» **Exercise instructions**
Copy each line from the entries that the word "failing" appears in.

» **Input material**
Issue #657, opened 2021-06-24
Proposal: Closing files


elgohr:
Based on https://www.joeshaw.org/dont-defer-close-on-writable-files/ , I would like to add a new rule.
Would this be welcome as a PR or is behaviour like this out of scope?

ccojocar:
Hi @elgohr , There is already a rule which catches this issue: https://github.com/securego/gosec/blob/master/rules/bad_defer.go. Did you have a look at it? I think was based on the blog post mentioned above. Thanks

elgohr:
Maybe I should write another test for this role then. This rule will also be ok, when the error from close is handled in the defer function (even if the file is not synced with the filesystem).

ccojocar:
It would be great if you could write another test. I will be happy to merge it. Thanks!

PR #661, opened 2021-07-02
Add G307 sample code.

elgohr:
fixes https://github.com/securego/gosec/issues/657

The sample should reflect a defered close that leads to data loss.
Due to IDE auto-complete people tend to at least log errors, but not really care about handling.

To my point of view this could be fixed by seeing a deferred `f.Close()`, without a correspondig `f.Sync()`, generally as a bad pattern.

### DIFF
--- a/.idea/.gitignore
+++ b/.idea/.gitignore
@@ -1,8 +1,0 @@
-# Default ignored files
-/shelf/
-/workspace.xml
-# Datasource local storage ignored files
-/dataSources/
-/dataSources.local.xml
-# Editor-based HTTP Client requests
-/httpRequests/
--- a/.idea/.gitignore
+++ b/.idea/.gitignore
@@ -1,0 +1,8 @@
+# Default ignored files
+/shelf/
+/workspace.xml
+# Datasource local storage ignored files
+/dataSources/
+/dataSources.local.xml
+# Editor-based HTTP Client requests
+/httpRequests/
--- a/.idea/gosec.iml
+++ b/.idea/gosec.iml
@@ -1,9 +1,0 @@
-<?xml version="1.0" encoding="UTF-8"?>
-<module type="WEB_MODULE" version="4">
-  <component name="Go" enabled="true" />
-  <component name="NewModuleRootManager">
-    <content url="file://$MODULE_DIR$" />
-    <orderEntry type="inheritedJdk" />
-    <orderEntry type="sourceFolder" forTests="false" />
-  </component>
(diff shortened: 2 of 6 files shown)


ccojocar (approved):

ccojocar:
@elgohr It seems that the test is failing. Could you please have a look? Thanks!

elgohr:
As said, I wrote the test. Do you want to discuss on the implementation or should I just give it a try?

ccojocar:
We can discuss on slack if you have questions. Otherwise you can give it a try, and I will review it when is ready.

elgohr:
I took a few tries and all ended up in turning G307 around and putting os.File in the center, instead of defer.
I don't think that's a good thing for the future of that rule. At the moment I don't see an easy to read solution for this, if we keep the structure as is... Do you have an idea?

ccojocar:
@elgohr Could you share what you have so far? I can have a look at your current implementation. Thanks

elgohr:
So this would be an idea for implementing - without turning the whole thing around

ccojocar (commented):
It looks good!

ccojocar:
It seems that there are some lint warnings to fix. Could you please have a look? Thanks

elgohr:
So I fixed the linting and added an example that I would like to discuss.

https://github.com/elgohr/gosec/commit/b1c5f2cd89c5efd979872085f80be5913198b1a8#diff-ac25ed6050bbf7e77dd739a9fc894d1ed3f2ab52dbf6a9b2b582577a91da1204R2061
This should not return an error, as it's savely synced.
Nevertheless it can't be tested, as the `Match` only gets defers...

ccojocar:
> So I fixed the linting and added an example that I would like to discuss.

Thanks for fixing the linting warnings. 

> This should not return an error, as it's savely synced.
Nevertheless it can't be tested, as the Match only gets defers..

I think the AST tree has to be traversed further into the defer statement in order to verify if the error is checked. `gosec` doesn't really have call graph tracing or taint analysis support. Do you want to work on this specific improvement for defer statement?

ccojocar:
The test is failing as you mentioned above. You can also remove this test in order for us to merge the pull request and contribute the improvement in a follow up pull request. What do you think?

elgohr:
So I rebased to upstream (that's why force push) and removed the failing test (for now).

ccojocar:
Thanks for following! I removed some IDEA related files which I think you committed accidentally.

» **Result**
@elgohr It seems that the test is failing. Could you please have a look? Thanks!
The test is failing as you mentioned above. You can also remove this test in order for us to merge the pull request and contribute the improvement in a follow up pull request. What do you think?
So I rebased to upstream (that's why force push) and removed the failing test (for now).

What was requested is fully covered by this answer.